Work request →
Please report the number of lines in the entries below that contain "plugins", with nothing added.

Collected data →
PR #1168, opened 2025-03-18
Temporarily disable RichTextEditor

pazi146:
RichTextEditor causes a stack overflow on windows with Eclipse 2025-03

Reinstate once this issue is fixed:
https://github.com/EclipseNebula/nebula/issues/631

### DIFF
--- a/plugins/org.eclipse.fordiac.ide.fbtypeeditor.doc/plugin.xml
+++ b/plugins/org.eclipse.fordiac.ide.fbtypeeditor.doc/plugin.xml
@@ -1,11 +1,17 @@
 <?xml version="1.0" encoding="UTF-8"?>
 <?eclipse version="3.4"?>
 <plugin>
-	<extension
+	<!-- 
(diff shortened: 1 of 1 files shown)


plugins/org.eclipse.fordiac.ide.fbtypeeditor.doc/plugin.xml
```diff
@@ -1,11 +1,11 @@
 <?xml version="1.0" encoding="UTF-8"?>
 <?eclipse version="3.4"?>
 <plugin>
-	<extension
+	<!--extension
```
oberlehner, line 10: please add your comment here too: 
Otherwise we might forget about that
```
RichTextEditor causes a stack overflow on windows with Eclipse 2025-03

Reinstate once this issue is fixed:
https://github.com/EclipseNebula/nebula/issues/631
```

pazi146: done

azoitl (approved):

Exercise response →
3